New Delhi, August 23: The Securities and Exchanges Board of India (Sebi) will have to satisfy itself on many counts under the definition of `persons acting in concert' in deciding whether BV Raju's transfer of investment in Shri Vishnu Cements violated the takeover code, according to legal experts.Sebi, which resumes hearing in the case on September 1, is likely to make a detailed examination of the various aspects to establish whether the deal had triggered off the takeover code.
``If a person, acting on his own, or along with persons acting in concert, either acquires, or agrees to acquire more than 10 per cent of the share capital of a listed company, then a public offer will have to be made.
Sebi's takeover regulations with regard to public offering and announcement may have been triggered off here in case it is established that Raju and the directors of these nine companies acted in concert,'' says Virender Ganda, vice-president of the Institute of Company Secretaries of India (ICAI).

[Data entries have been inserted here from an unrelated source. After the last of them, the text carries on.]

PR #1615, opened 2015-12-21
Remove Mocha tests from Travis suite

rap1ds:
Due to the latest changes to Sprockets in Rails 4, [it's impossible to compile
assets (like JavaScript files) without the digest in the file name](https://github.com/rails/sprockets-rails#changes-from-rails-3x). That
breaks the current setup, since for Travis tests we need to reference the
compiled file name outside of Rails application, and because there's the digest, it's hard to reference the file.

Mocha tests (JavaScript tests) are rarely used. The tests haven't probably
ever failed. I don't think these tests are super useful.

If needed, the Mocha tests can be still accessed if the Rails server is
running.

P.S. What do you think? Should I acctually remove all the tests and the Mocha framework? Do we need that, ever?

### DIFF
--- a/.travis.yml
+++ b/.travis.yml
@@ -14,7 +14,6 @@ env:
   - SUITE="rspec"
   - SUITE="rubocop"
   - SUITE="cucumber"
-  - SUITE="mocha"
   - SUITE="jshint"
   global:
     - BUNDLE_ARCHIVE="travis-bundle-cache"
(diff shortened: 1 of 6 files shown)


ovan:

Under the definition of `persons acting in concert' as spelt in the Takeover Code, there are several criteria which need to be fulfilled, he points out. Raju has maintained that the nine investment companies did not fall under the category of `persons acting in concert' when the transfer was effected.The Code defines `persons acting in concert' as those ``who for a common objective or purpose of substantial acquisition of shares or voting rights or gaining control over the target company, pursuant to an agreement or understanding, directly or indirectly cooperate by acquiring or agreeing to acquire shares or voting rights in the target company or control over the target company''.
Under this category, it identifies a company, its holding company or subsidiary or company under the same management; a company with any of its directors, or any person entrusted with the management of the funds of the company; directors of such companies and their associates; mutual fund with sponsor or trustee or asset management company; foreign institutional investors with sub-account(s); merchant bankers with their clients as acquirer; portfolio managers with their clients as acquirers; venture capital funds with sponsors and banks with financial advisers and stockbrokers of the acquirer.

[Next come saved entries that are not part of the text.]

PR #1616, opened 2015-12-22
Prepare Rails 4, cont. 5

rap1ds:


rap1ds:
The issue is in Conversation and Participants models. I quickly tried to fix the circular dependency, but I didn't know how... Seemed quite complicated. I guess I should have another look.

PR #1617, opened 2015-12-22
Fix circular dependency

rap1ds:
Destroying person will destroy participations which will destroy conversation

Destroying conversation will not destroy participation


ovan:
\o/  *-<:D

PR #1618, opened 2015-12-23
Remove asset sync

rap1ds:
This PR makes some code changes that allow us to deliver assets from CDN.

Changes:

- [X] Remove asset_sync
- [X] Add some names to blacklisted marketplace names
- [X] Add `asset_host` to ENV variables
- [X] Add `config/environments/common.rb`. This file contains all the configurations that are common to all environments (or can be controlled by environment variables). Ideally, all configurations should go here (i.e. all configurations should be in environment variables)


rap1ds:
Maybe I should write a short section to TODO how to configure CDN (or point links to good resources)

config/config.defaults.yml
```diff
@@ -37,6 +37,9 @@ default: &default_settings
   # Bucket for files users upload directly to S3. You can add an expiration policy to these files.
   s3_upload_bucket_name:
 
+  # Your CDN distribution host name
```
rap1ds: Example of %d

PR #1712, opened 2016-02-08
old bug: bubble-price is not visible.

Gnito:


rap1ds:
Can you add a screenshot to the pull request?

Gnito:
screen shot 2016-02-08 at 17 03 19

Gnito:
I also checked if this bubble price contain new unit types - they didn't. So, code is now updated with new commit. 
(N.B. if unit price doesn't fit to its space, it will have ellipsis.)

screen shot 2016-02-08 at 18 13 21

rap1ds:
Looks good to me :+1:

Experts presume that Raju must have taken the obvious precautions like ensuring that the nine companies do not have common directors and shareholders. Under Section 372 of the Companies Act, companies under the same management can not acquire more than 30 per cent of another public company without prior approval of the central government.

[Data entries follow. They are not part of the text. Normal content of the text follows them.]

PR #1714, opened 2016-02-09
Cache only attributes, serialize/deserialize the result

rap1ds:
`TranslationCache` saves ActiveRecord models to the cache. Saving complex data (e.g. instances of classes) to the cache is a bad idea. This causes problems in Rails 4.2

**Fix:** Save only model attributes (Hash) to the cache and instantiate it manually by hand.

(Btw. `TranslationCache` will be hopefully removed soon, since we have a lot better and more performant solution built, the `TranslationService`)

### DIFF
--- a/app/models/translation_cache.rb
+++ b/app/models/translation_cache.rb
@@ -1,3 +1,5 @@
+# DEPRECATED: Use TranslationService instead
+#
 # Simplifies access to translations that are stored in database. Implements also caching.
 #
 # Usage:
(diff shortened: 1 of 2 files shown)


rap1ds:
Funny thing, this is the exactly same piece of code and logic that caused the cache issue when upgrading to Rails 4.0

app/models/translation_cache.rb
```diff
@@ -36,12 +38,45 @@ def fetch_cache(cache_key, &block)
 
   def translations
     fetch_cache(cache_key) do
-      @model.send(@translation_attr_sym).to_a
-    end
+      @model.send(@translation_attr_sym).to_a.map { |model|
+        serialize(model)
+      }
```
ovan: I cannot say I would fully understand this part of the code. Not a blocker for review.

PR #1716, opened 2016-02-09
Rename serve_static_files and add log level

rap1ds:
- [X] Rename `serve_static_assets` to `serve_static_files`. `serve_static_assets` is deprecated in Rails 4.2
- [X] Add `log_level` configuration.


mporkola:
fine!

It is now up to Sebi to make detailed technical investigation with regard to the ownership and source of funds of the nine companies to find out whether the Takeover Code was contravened or not. However, the lack of transparency and the hurried manner in which Raju transferred the shares may weaken his case, according to a former senior official of the Delhi Stock Exchange.``Another important factor to be kept in mind is whether the board of Raasi Cement had approved the deal or not. Besides, they will also need to look into when the nine companies were incorporated,'' says Ganda.
Also, there is a lacuna in the Companies Act, particularly in Sections 372 and 292, experts say. Acquisition of shares by way of inter-corporate investment requires prior approval from shareholders and the central government in some cases. In contrast, no restriction is placed whatsoever on the board of directors for selling the investment thereby meaning that Raasi directors (prior to its merger with India Cements) may not have have violated the Companies Act by transferring the shares to the investment companies.